# [Problem to work on]
The entries below contain a line with "router and workflows." and a line with "## Summary by cubic". Quote exactly those two lines and all lines between them.

# [Data shown]
PR #516, opened 2026-08-24
refactor: share decodeRouteSegment across route matching

kira-1011:
Follow-up to #515, as offered there.

`decodeRouteSegment` had been copied into four places, each by the fix that needed it and
before a shared home existed: `integrations.ts` in #487, then the two middleware runtimes and
the emitted matcher in #508. #515 added `utils/decode` rather than a fifth copy.

This imports the shared helper in the three that can. The bodies were byte identical, so
there is no behaviour change.

The copies in `nitro/universal-build.ts` and `workflows.ts` stay inlined. Both are emitted
into generated runtime source that runs in its own bundle and cannot import from core.

## Verification

Core suite green, 1248 passed and 6 skipped, the same counts as before the change. The suites
covering the touched paths pass in isolation too, 212 tests across middleware, integrations,
router and workflows. Type check and lint clean.

## Note

Stacked on #515, so it shows that commit until #515 lands.

While checking I swept every `decodeURIComponent` in `packages/*/src`, 37 sites. Aside from
these, they are inline `try`/`catch` at the call site with their own fallback semantics, so I
left them alone. The one bare decode left is `farm-cli/src/explain.ts:615`, which reads a CLI
argument rather than a request path, so a malformed value there fails the command rather than
a response. Happy to file it separately if you think it is worth tidying.

---
## Summary by cubic
Deduplicates route-segment decoding and fixes workflow ID decoding errors. Previously, malformed percent-encodings in workflow IDs (e.g., caf%E9, %ZZ) threw and returned 500; they now fall back to the raw segment and return 404.

- Introduces a shared `decodeRouteSegment` in `packages/farm/src/utils/decode.ts` and replaces duplicated implementations in `integrations.ts`, `middleware/manager.ts`, and `middleware/production-runtime.ts` (no behavior change).
- Updates the workflows request handler to use the shared helper; adds an inlined copy in the emitted Nitro handler because generated runtime code cannot import from core.
- Adds tests verifying 404 on malformed workflow IDs; no config or API changes.

<sup>Written for commit c57102245c21b21cf84a526fd40d754d016407ef. Summary will update on new commits.</sup>

<a href="https://cubic.dev/pr/farming-labs/farm.js/pull/516?utm_source=github" target="_blank" rel="noopener noreferrer" data-no-image-dialog="true"><picture><source media="(prefers-color-scheme: dark)" srcset="https://www.cubic.dev/buttons/review-in-cubic-dark.svg"><source media="(prefers-color-scheme: light)" srcset="https://www.cubic.dev/buttons/review-in-cubic-light.svg">Review in cubic</picture></a>

### DIFF
--- a/packages/farm/src/__tests__/workflows.test.ts
+++ b/packages/farm/src/__tests__/workflows.test.ts
@@ -238,6 +238,32 @@ describe("Farm workflows", () => {
     expect(handlerSource).toContain('getHeader(event, "x-farm-workflow-secret")');
     expect(handlerSource).toContain("authorization.match(/^Bearer");
     expect(handlerSource).not.toContain('searchParams.get("secret")');
+    expect(handlerSource).toContain("function decodeRouteSegment(segment)");
+    expect(handlerSource).not.toContain("decodeURIComponent(event.context.params");
+  });
+
+  it("404s on a malformed percent-encoded workflow id instead of throwing", async () => {
+    const workflow = {
+      id: "sync-users",
+      filePath: "/virtual/sync-users.ts",
+      description: "Sync users.",
+      schedule: [],
+      routePath: "/api/_farm/workflows/sync-users",
+    };
+    const handler = createFarmWorkflowRequestHandler({
+      workflows: [workflow],
+      config: resolveWorkflowsConfig({ secret: "test-secret" }),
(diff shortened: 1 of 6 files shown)


kira-1011:
Folded into #515 to keep it one review.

# [Result for this exercise]
router and workflows. Type check and lint clean.

## Note

Stacked on #515, so it shows that commit until #515 lands.

While checking I swept every `decodeURIComponent` in `packages/*/src`, 37 sites. Aside from
these, they are inline `try`/`catch` at the call site with their own fallback semantics, so I
left them alone. The one bare decode left is `farm-cli/src/explain.ts:615`, which reads a CLI
argument rather than a request path, so a malformed value there fails the command rather than
a response. Happy to file it separately if you think it is worth tidying.

---
## Summary by cubic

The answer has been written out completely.